Would you copy all lines in the data that contain the word "feature"?

(Stored data)

==*==

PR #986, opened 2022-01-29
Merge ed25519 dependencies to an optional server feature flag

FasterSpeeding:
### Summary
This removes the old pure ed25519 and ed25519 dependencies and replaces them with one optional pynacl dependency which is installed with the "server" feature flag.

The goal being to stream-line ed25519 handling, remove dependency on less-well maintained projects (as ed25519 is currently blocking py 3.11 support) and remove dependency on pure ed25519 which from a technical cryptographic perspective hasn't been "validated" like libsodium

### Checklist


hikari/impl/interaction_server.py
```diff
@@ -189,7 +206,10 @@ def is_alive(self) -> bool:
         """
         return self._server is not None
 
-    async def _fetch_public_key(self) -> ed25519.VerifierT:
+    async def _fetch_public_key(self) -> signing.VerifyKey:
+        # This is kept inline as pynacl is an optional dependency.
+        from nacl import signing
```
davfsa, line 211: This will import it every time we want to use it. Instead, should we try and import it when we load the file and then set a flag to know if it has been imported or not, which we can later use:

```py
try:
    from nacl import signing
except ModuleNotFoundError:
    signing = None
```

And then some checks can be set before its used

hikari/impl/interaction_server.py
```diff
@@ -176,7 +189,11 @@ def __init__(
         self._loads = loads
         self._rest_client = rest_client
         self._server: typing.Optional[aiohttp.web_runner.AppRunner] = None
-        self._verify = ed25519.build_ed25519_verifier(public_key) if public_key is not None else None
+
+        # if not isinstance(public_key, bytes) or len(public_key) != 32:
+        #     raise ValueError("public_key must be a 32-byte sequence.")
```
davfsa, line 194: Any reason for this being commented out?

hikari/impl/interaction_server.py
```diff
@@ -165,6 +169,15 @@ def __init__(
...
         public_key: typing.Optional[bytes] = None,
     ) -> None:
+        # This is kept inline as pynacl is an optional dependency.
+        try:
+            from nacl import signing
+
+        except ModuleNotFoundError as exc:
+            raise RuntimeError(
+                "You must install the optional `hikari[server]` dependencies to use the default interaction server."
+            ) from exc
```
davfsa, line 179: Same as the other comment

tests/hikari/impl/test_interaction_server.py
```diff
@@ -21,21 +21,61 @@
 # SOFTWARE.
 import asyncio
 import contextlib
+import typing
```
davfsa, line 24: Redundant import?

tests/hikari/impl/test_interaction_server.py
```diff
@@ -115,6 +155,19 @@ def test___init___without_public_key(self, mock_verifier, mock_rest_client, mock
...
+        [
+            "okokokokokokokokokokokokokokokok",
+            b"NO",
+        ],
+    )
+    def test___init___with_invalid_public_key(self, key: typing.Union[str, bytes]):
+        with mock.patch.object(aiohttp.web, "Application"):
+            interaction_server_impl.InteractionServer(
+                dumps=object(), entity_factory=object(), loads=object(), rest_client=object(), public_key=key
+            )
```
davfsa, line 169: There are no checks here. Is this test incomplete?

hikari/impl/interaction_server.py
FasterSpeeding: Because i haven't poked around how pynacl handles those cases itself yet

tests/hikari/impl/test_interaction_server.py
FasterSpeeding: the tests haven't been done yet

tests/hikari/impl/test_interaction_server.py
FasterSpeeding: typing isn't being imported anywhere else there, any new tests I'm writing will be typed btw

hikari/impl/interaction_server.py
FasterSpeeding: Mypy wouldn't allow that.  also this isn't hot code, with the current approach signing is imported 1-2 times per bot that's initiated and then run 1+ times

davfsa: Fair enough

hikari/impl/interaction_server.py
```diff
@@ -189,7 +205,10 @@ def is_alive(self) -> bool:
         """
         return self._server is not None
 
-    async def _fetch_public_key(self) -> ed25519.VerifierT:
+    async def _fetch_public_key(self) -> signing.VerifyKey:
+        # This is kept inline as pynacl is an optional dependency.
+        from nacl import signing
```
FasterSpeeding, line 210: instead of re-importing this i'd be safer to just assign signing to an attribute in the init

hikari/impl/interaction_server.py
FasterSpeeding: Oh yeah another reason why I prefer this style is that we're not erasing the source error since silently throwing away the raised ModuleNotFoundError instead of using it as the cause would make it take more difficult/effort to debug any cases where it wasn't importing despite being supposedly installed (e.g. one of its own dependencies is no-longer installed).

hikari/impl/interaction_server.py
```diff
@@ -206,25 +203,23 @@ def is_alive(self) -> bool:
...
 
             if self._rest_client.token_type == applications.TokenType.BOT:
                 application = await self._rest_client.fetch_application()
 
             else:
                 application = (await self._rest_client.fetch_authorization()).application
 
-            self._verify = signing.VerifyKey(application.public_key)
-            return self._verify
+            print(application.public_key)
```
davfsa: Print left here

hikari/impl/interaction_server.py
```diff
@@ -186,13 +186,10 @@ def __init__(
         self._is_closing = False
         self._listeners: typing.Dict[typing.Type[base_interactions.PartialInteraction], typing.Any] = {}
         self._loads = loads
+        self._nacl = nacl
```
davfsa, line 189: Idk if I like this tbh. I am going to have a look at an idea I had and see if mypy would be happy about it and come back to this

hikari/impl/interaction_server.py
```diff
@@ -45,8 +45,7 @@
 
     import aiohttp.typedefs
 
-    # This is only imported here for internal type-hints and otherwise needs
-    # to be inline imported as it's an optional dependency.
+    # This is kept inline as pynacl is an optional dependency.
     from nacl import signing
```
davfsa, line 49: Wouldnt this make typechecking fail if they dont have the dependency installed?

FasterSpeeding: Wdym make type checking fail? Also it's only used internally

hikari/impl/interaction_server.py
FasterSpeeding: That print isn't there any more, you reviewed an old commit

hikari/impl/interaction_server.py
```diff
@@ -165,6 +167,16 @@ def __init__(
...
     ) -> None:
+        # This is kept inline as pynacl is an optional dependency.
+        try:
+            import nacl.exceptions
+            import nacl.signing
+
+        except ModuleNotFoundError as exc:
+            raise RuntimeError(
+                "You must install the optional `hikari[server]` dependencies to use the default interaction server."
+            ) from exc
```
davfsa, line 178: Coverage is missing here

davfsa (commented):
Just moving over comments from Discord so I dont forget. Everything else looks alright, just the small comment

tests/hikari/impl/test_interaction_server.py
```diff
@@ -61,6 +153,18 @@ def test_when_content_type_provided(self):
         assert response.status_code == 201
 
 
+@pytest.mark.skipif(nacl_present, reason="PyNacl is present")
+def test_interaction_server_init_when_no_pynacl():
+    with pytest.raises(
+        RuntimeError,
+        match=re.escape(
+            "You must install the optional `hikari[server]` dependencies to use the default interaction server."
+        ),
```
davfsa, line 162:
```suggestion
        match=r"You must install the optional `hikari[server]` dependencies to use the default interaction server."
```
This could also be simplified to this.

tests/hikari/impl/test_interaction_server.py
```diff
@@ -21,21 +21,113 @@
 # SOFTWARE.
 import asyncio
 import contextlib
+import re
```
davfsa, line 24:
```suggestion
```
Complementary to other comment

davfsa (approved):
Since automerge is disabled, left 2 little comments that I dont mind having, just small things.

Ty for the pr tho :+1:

==*==

**Solution:**
Merge ed25519 dependencies to an optional server feature flag
This removes the old pure ed25519 and ed25519 dependencies and replaces them with one optional pynacl dependency which is installed with the "server" feature flag.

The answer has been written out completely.